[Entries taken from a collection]

PR #284, opened 2022-01-07
Removed "Removed" task state + fix spawn/remove race

spirali:


crates/tako/src/worker/state.rs
```diff
@@ -250,12 +252,9 @@ impl WorkerState {
                 self.schedule_task_start();
                 self.ready_task_queue.release_allocation(allocation);
             }
-            TaskState::Removed => {
-                unreachable!();
-            }
         }
 
-        assert!(self.tasks.remove(&task_id).is_some());
+        //assert!(self.tasks.remove(&task_id).is_some());
```
Kobzol, line 257: Just remove it please.

Kobzol (commented):
Good! I suppose that we cannot reliably test the race situation?

spirali:
> Good! I suppose that we cannot reliably test the race situation?

AFAIK no

Kobzol (approved):

PR #287, opened 2022-01-07
Remove most trace events

Kobzol:
The tracing infrastructure is a left-over from RSDS. I removed most of the methods, since they will be stored inside the event log instead. I still kept some of the infrastructure because it might be useful for logging profiling information in the future.

@vyomkeshj The removed trace events should be eventually moved into monitoring events.


spirali (approved):
LGTM (There will be just conflict with the recent race/spawn race fix)

spirali (approved):

PR #289, opened 2022-01-10
Introduce task description

Kobzol:
This PR refactors job submission. Task-specific information is now stored and passed in a way that should simplify creating arbitrary task graphs per job in the future.

`TaskConf` should also be unified with `TaskDescription` somehow (does not have to be in this PR).


spirali (approved):
LGTM, but squash it please. It helps the review but for browsing it quite a fine grained

PR #295, opened 2022-01-12
Rename Python binding package from pyhq to hyperqueue

Kobzol:
The Rust package of the binding name still remains named `pyhq` to avoid clash with the (library and binary) Rust package `hyperqueue`.


Kobzol:
I found a way to keep `pyhq` Rust package while using `hyperqueue` wheel and Python module. @spirali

GOAL OF THE EXERCISE - The response must contain every entry, each one identical to the original.

ANSWER FOR THE TASK -
PR #284, opened 2022-01-07
Removed "Removed" task state + fix spawn/remove race

spirali:


crates/tako/src/worker/state.rs
```diff
@@ -250,12 +252,9 @@ impl WorkerState {
                 self.schedule_task_start();
                 self.ready_task_queue.release_allocation(allocation);
             }
-            TaskState::Removed => {
-                unreachable!();
-            }
         }
 
-        assert!(self.tasks.remove(&task_id).is_some());
+        //assert!(self.tasks.remove(&task_id).is_some());
```
Kobzol, line 257: Just remove it please.

Kobzol (commented):
Good! I suppose that we cannot reliably test the race situation?

spirali:
> Good! I suppose that we cannot reliably test the race situation?

AFAIK no

Kobzol (approved):

PR #287, opened 2022-01-07
Remove most trace events

Kobzol:
The tracing infrastructure is a left-over from RSDS. I removed most of the methods, since they will be stored inside the event log instead. I still kept some of the infrastructure because it might be useful for logging profiling information in the future.

@vyomkeshj The removed trace events should be eventually moved into monitoring events.


spirali (approved):
LGTM (There will be just conflict with the recent race/spawn race fix)

spirali (approved):

PR #289, opened 2022-01-10
Introduce task description

Kobzol:
This PR refactors job submission. Task-specific information is now stored and passed in a way that should simplify creating arbitrary task graphs per job in the future.

`TaskConf` should also be unified with `TaskDescription` somehow (does not have to be in this PR).


spirali (approved):
LGTM, but squash it please. It helps the review but for browsing it quite a fine grained

PR #295, opened 2022-01-12
Rename Python binding package from pyhq to hyperqueue

Kobzol:
The Rust package of the binding name still remains named `pyhq` to avoid clash with the (library and binary) Rust package `hyperqueue`.


Kobzol:
I found a way to keep `pyhq` Rust package while using `hyperqueue` wheel and Python module. @spirali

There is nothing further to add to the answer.